Issue #409, opened 2025-04-01
Feature: Transaction support


knackstedt:
### Is your feature request related to a problem?

I need to run database queries and provide some context variables to table Events. A solution I have identified is having SDK support for Transactions which I can add variables to.

### Describe the solution

A Transaction class that lets a developer group database calls together into one query that can be executed with variables which can be propagated to the table Event.

In my case, I need to share OTEL span and trace IDs to the events to map traces to updates in the system.

### Alternative methods

Using db.let (which isn't synchronous -- it would easily have consistency issues and pollute other record mutations)
Writing a custom Surreal wrapper that converts each method into a surql query.

### SurrealDB version

n/a

### JavaScript SDK version

1.2.1

### Is there an existing issue for this?

- [x] I have searched the existing issues

### Code of Conduct

- [x] I agree to follow this project's Code of Conduct

PR #410, opened 2025-04-01
Proposal: Transaction class to execute actions with context variables.

knackstedt:

Ref: #409 

## What is the motivation?

I needed transaction like support in order to attach some user and OTEL information onto table events. I realized I could create a transaction and have my variables scoped to the transaction. 

## What does this change do?

This change adds a proposed `Transaction` class that can have multiple statements added in order and executed within a SurrealQL Transaction.

This change lacks RecordId support for JSON objects, and it includes several stubs. I created this `transaction` class as it seems to be the most direct way of supplying context variables to the underlying SurrealDB instance without a major API overhaul across both the SDK and the network communication layer.

I did not write tests as this is a proposal / provisional sample.

#409 

### DIFF
--- a/src/index.ts
+++ b/src/index.ts
@@ -7,6 +7,7 @@ export * from "./cbor/error";
 export * from "./data";
 export * from "./errors.ts";
 export * from "./types.ts";
+export * from "./transaction.ts";
 export * from "./util/equals.ts";
 export * from "./util/jsonify.ts";
 export * from "./util/version-check.ts";
--- a/src/surreal.ts
+++ b/src/surreal.ts
@@ -202,8 +202,8 @@ export class Surreal {
 
 	/**
 	 * Switch to a specific namespace and database.
-	 * @param database - Switches to a specific namespace.
-	 * @param db - Switches to a specific database.
+	 * @param namespace - Switches to a specific namespace.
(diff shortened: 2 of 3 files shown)


kearfy:
Hey @knackstedt, we're planning on offering client-side transactions in the future. At the moment, we try to keep SDKs as clean as possible, in the sense that they stick as much as possible to only what the RPC protocol offers functionality-wise. Any added functionality can be added as a layer on top of the SDK, in a separate package. I'll therefor be closing this PR at this time.

As a sidenote, the SDK actually offers a `toSurrealqlString()` method, which is a bit more correct over your implementation. If you wish to use this Transaction class in your own project, or to offer it as a separate package on NPM, you could consider using that instead: https://github.com/surrealdb/surrealdb.js/blob/main/src/util/to-surrealql-string.ts#L18

Hope this helps! Feel free to ping me for any further questions (I usually respond faster on Discord, by the way)

knackstedt:
@kearfy Thanks, I figured this would happen. I was primarily trying to propose the concept and how it may work -- as I needed this functionality in my project sooner than the timeline you're able to work on it. It's also very good to learn about that toSurrealqlString method, I figured one might be in the codebase but I didn't search the right keyword to find it :smile: 
Thanks!

Issue #492, opened 2025-11-07
Feature: query accepting CBOR vars


orimay:
### Is your feature request related to a problem?

Currently, if we want to use SurrealDB in a WebWorker, we need to encode vars via CBOR, send it to the WebWorker, parse them into object and feed to `query`. However, the engine already does CBOR encoding/decoding, so moving WebWorker there could greatly improve performance. This will be very noticable on mobile devices, as WASM code runs on the main thread

### Describe the solution

We could feed CBOR-encoded vars directly to `WebWorker` in order to not parse them twice

### Alternative methods

A clumsy workaround is to encode/decode query and its bindings and pass to WebWorker (I currently use this approach), but this makes us use CBOR encoding/decoding twice for the same data for no good reason

### SurrealDB version

2.3.10

### JavaScript SDK version

2.3.4

### Contact Details

dmitrii.a.baranov@gmail.com

### Is there an existing issue for this?

- [x] I have searched the existing issues

### Code of Conduct (repository /surrealdb.js)

- [x] I agree to follow this project's Code of Conduct

PR #493, opened 2025-11-07
Move WASM to WebWorker

orimay:

## What is the motivation?

WASM code executes on the main thread, therefore all the queries are blocking (even though they are async), which is extremely noticable on mobile devices

## What does this change do?

Since CBOR data can be moved from/to WebWorker for free, I simply moved all the DB calls to WebWorker, keeping interface the same way it used to be. I use similar approach locally, but I use CBOR to encode/decode data out of the engine, which adds a slowdown

Sadly, I wasn't able to find a way to build and test it locally, as I am getting `Cannot find module '../wasm/surrealdb' or its corresponding type declarations.ts(2307)` error

https://github.com/surrealdb/surrealdb.js/issues/492


orimay:
Some types and consts are imported from that file (`Request`, `Response`)

macjuul (approved):

PR #519, opened 2025-12-19
Circular dependency when working with bundlers

msanchezdev:

## What is the motivation?

Currently we are trying to export the `base` bundle in the `server` bundle through the package name. This causes a circular dependency when bundlers resolve to the same entrypoint and cache doesn't hit. Noticed while working on a Tanstack Start project where it wasn't possible to import the `surrealdb` package on the server side as it was always resolving to be undefined.

## What does this change do?

Introduce a rolldown plugin to use the correct bundle according to the output format.

Verified a tanstack start project works properly when bundles are build with this setup.

No

### DIFF
--- a/packages/sdk/build.ts
+++ b/packages/sdk/build.ts
@@ -10,7 +10,24 @@ await bundle.write({ format: "cjs", file: "./dist/surrealdb.cjs" });
 // Server-side bundle (Node/Bun/Deno)
 const serverBundle = await rolldown({
     input: "./src/index.server.ts",
-    external: ["node:util", "surrealdb"],
+    external: ["node:util"],
+    plugins: [
+        {
+            name: "use-base-bundle",
+            resolveId(source) {
+                if (source === "surrealdb") {
+                    // @ts-expect-error: outputOptions is not typed in rolldown's plugin API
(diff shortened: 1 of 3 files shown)


msanchezdev:
> @msanchezdev what are the typing changes about exactly?

@kearfy 
Hi, they are actually a shorthand version for the constructor to refer to other RecordId type without having to split their parts
```ts
// Say we have a UserId like:
type UserId = RecordId<"user", [string, { country: string, company: string }]>;
// Makes possible to do:
const user1 = new RecordId<UserId>("user", ["test", { country: "DO", company: "SurrealDB" }]);
// Instead of:
const user2 = new RecordId<UserId['table'], UserId['id']>("user", ["test", { country: "DO", company: "SurrealDB" }]);
```

I wanted to add this quiclky in this PR but if you want I can move it to a different PR. Just wanted to point out that this PR needs to get out ASAP because #503 made wrong implementation of exporting from main 'surealdb' bundle.

I had told Julian before to check it before the release, but I just saw the Product Update for the JS SDK and came to confirm if this PR was merged already, do you think we can get this deployed today as some people may have problem with the latest release?

Issue #585, opened 2026-03-20
Bug: new releases broken in Deno


lenovouser:
### Describe the bug

App crashes because it cannot find `@surrealdb/node-linux-arm64-gnu`

### Steps to reproduce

+ + +

■ **TRY IT**
Write the records out again, character for character.

■ **RESPONSE TO THE TASK**
Issue #409, opened 2025-04-01
Feature: Transaction support


knackstedt:
### Is your feature request related to a problem?

I need to run database queries and provide some context variables to table Events. A solution I have identified is having SDK support for Transactions which I can add variables to.

### Describe the solution

A Transaction class that lets a developer group database calls together into one query that can be executed with variables which can be propagated to the table Event.

In my case, I need to share OTEL span and trace IDs to the events to map traces to updates in the system.

### Alternative methods

Using db.let (which isn't synchronous -- it would easily have consistency issues and pollute other record mutations)
Writing a custom Surreal wrapper that converts each method into a surql query.

### SurrealDB version

n/a

### JavaScript SDK version

1.2.1

### Is there an existing issue for this?

- [x] I have searched the existing issues

### Code of Conduct

- [x] I agree to follow this project's Code of Conduct

PR #410, opened 2025-04-01
Proposal: Transaction class to execute actions with context variables.

knackstedt:

Ref: #409 

## What is the motivation?

I needed transaction like support in order to attach some user and OTEL information onto table events. I realized I could create a transaction and have my variables scoped to the transaction. 

## What does this change do?

This change adds a proposed `Transaction` class that can have multiple statements added in order and executed within a SurrealQL Transaction.

This change lacks RecordId support for JSON objects, and it includes several stubs. I created this `transaction` class as it seems to be the most direct way of supplying context variables to the underlying SurrealDB instance without a major API overhaul across both the SDK and the network communication layer.

I did not write tests as this is a proposal / provisional sample.

#409 

### DIFF
--- a/src/index.ts
+++ b/src/index.ts
@@ -7,6 +7,7 @@ export * from "./cbor/error";
 export * from "./data";
 export * from "./errors.ts";
 export * from "./types.ts";
+export * from "./transaction.ts";
 export * from "./util/equals.ts";
 export * from "./util/jsonify.ts";
 export * from "./util/version-check.ts";
--- a/src/surreal.ts
+++ b/src/surreal.ts
@@ -202,8 +202,8 @@ export class Surreal {
 
 	/**
 	 * Switch to a specific namespace and database.
-	 * @param database - Switches to a specific namespace.
-	 * @param db - Switches to a specific database.
+	 * @param namespace - Switches to a specific namespace.
(diff shortened: 2 of 3 files shown)


kearfy:
Hey @knackstedt, we're planning on offering client-side transactions in the future. At the moment, we try to keep SDKs as clean as possible, in the sense that they stick as much as possible to only what the RPC protocol offers functionality-wise. Any added functionality can be added as a layer on top of the SDK, in a separate package. I'll therefor be closing this PR at this time.

As a sidenote, the SDK actually offers a `toSurrealqlString()` method, which is a bit more correct over your implementation. If you wish to use this Transaction class in your own project, or to offer it as a separate package on NPM, you could consider using that instead: https://github.com/surrealdb/surrealdb.js/blob/main/src/util/to-surrealql-string.ts#L18

Hope this helps! Feel free to ping me for any further questions (I usually respond faster on Discord, by the way)

knackstedt:
@kearfy Thanks, I figured this would happen. I was primarily trying to propose the concept and how it may work -- as I needed this functionality in my project sooner than the timeline you're able to work on it. It's also very good to learn about that toSurrealqlString method, I figured one might be in the codebase but I didn't search the right keyword to find it :smile: 
Thanks!

Issue #492, opened 2025-11-07
Feature: query accepting CBOR vars


orimay:
### Is your feature request related to a problem?

Currently, if we want to use SurrealDB in a WebWorker, we need to encode vars via CBOR, send it to the WebWorker, parse them into object and feed to `query`. However, the engine already does CBOR encoding/decoding, so moving WebWorker there could greatly improve performance. This will be very noticable on mobile devices, as WASM code runs on the main thread

### Describe the solution

We could feed CBOR-encoded vars directly to `WebWorker` in order to not parse them twice

### Alternative methods

A clumsy workaround is to encode/decode query and its bindings and pass to WebWorker (I currently use this approach), but this makes us use CBOR encoding/decoding twice for the same data for no good reason

### SurrealDB version

2.3.10

### JavaScript SDK version

2.3.4

### Contact Details

dmitrii.a.baranov@gmail.com

### Is there an existing issue for this?

- [x] I have searched the existing issues

### Code of Conduct (repository /surrealdb.js)

- [x] I agree to follow this project's Code of Conduct

PR #493, opened 2025-11-07
Move WASM to WebWorker

orimay:

## What is the motivation?

WASM code executes on the main thread, therefore all the queries are blocking (even though they are async), which is extremely noticable on mobile devices

## What does this change do?

Since CBOR data can be moved from/to WebWorker for free, I simply moved all the DB calls to WebWorker, keeping interface the same way it used to be. I use similar approach locally, but I use CBOR to encode/decode data out of the engine, which adds a slowdown

Sadly, I wasn't able to find a way to build and test it locally, as I am getting `Cannot find module '../wasm/surrealdb' or its corresponding type declarations.ts(2307)` error

https://github.com/surrealdb/surrealdb.js/issues/492


orimay:
Some types and consts are imported from that file (`Request`, `Response`)

macjuul (approved):

PR #519, opened 2025-12-19
Circular dependency when working with bundlers

msanchezdev:

## What is the motivation?

Currently we are trying to export the `base` bundle in the `server` bundle through the package name. This causes a circular dependency when bundlers resolve to the same entrypoint and cache doesn't hit. Noticed while working on a Tanstack Start project where it wasn't possible to import the `surrealdb` package on the server side as it was always resolving to be undefined.

## What does this change do?

Introduce a rolldown plugin to use the correct bundle according to the output format.

Verified a tanstack start project works properly when bundles are build with this setup.

No

### DIFF
--- a/packages/sdk/build.ts
+++ b/packages/sdk/build.ts
@@ -10,7 +10,24 @@ await bundle.write({ format: "cjs", file: "./dist/surrealdb.cjs" });
 // Server-side bundle (Node/Bun/Deno)
 const serverBundle = await rolldown({
     input: "./src/index.server.ts",
-    external: ["node:util", "surrealdb"],
+    external: ["node:util"],
+    plugins: [
+        {
+            name: "use-base-bundle",
+            resolveId(source) {
+                if (source === "surrealdb") {
+                    // @ts-expect-error: outputOptions is not typed in rolldown's plugin API
(diff shortened: 1 of 3 files shown)


msanchezdev:
> @msanchezdev what are the typing changes about exactly?

@kearfy 
Hi, they are actually a shorthand version for the constructor to refer to other RecordId type without having to split their parts
```ts
// Say we have a UserId like:
type UserId = RecordId<"user", [string, { country: string, company: string }]>;
// Makes possible to do:
const user1 = new RecordId<UserId>("user", ["test", { country: "DO", company: "SurrealDB" }]);
// Instead of:
const user2 = new RecordId<UserId['table'], UserId['id']>("user", ["test", { country: "DO", company: "SurrealDB" }]);
```

I wanted to add this quiclky in this PR but if you want I can move it to a different PR. Just wanted to point out that this PR needs to get out ASAP because #503 made wrong implementation of exporting from main 'surealdb' bundle.

I had told Julian before to check it before the release, but I just saw the Product Update for the JS SDK and came to confirm if this PR was merged already, do you think we can get this deployed today as some people may have problem with the latest release?

Issue #585, opened 2026-03-20
Bug: new releases broken in Deno


lenovouser:
### Describe the bug

App crashes because it cannot find `@surrealdb/node-linux-arm64-gnu`

### Steps to reproduce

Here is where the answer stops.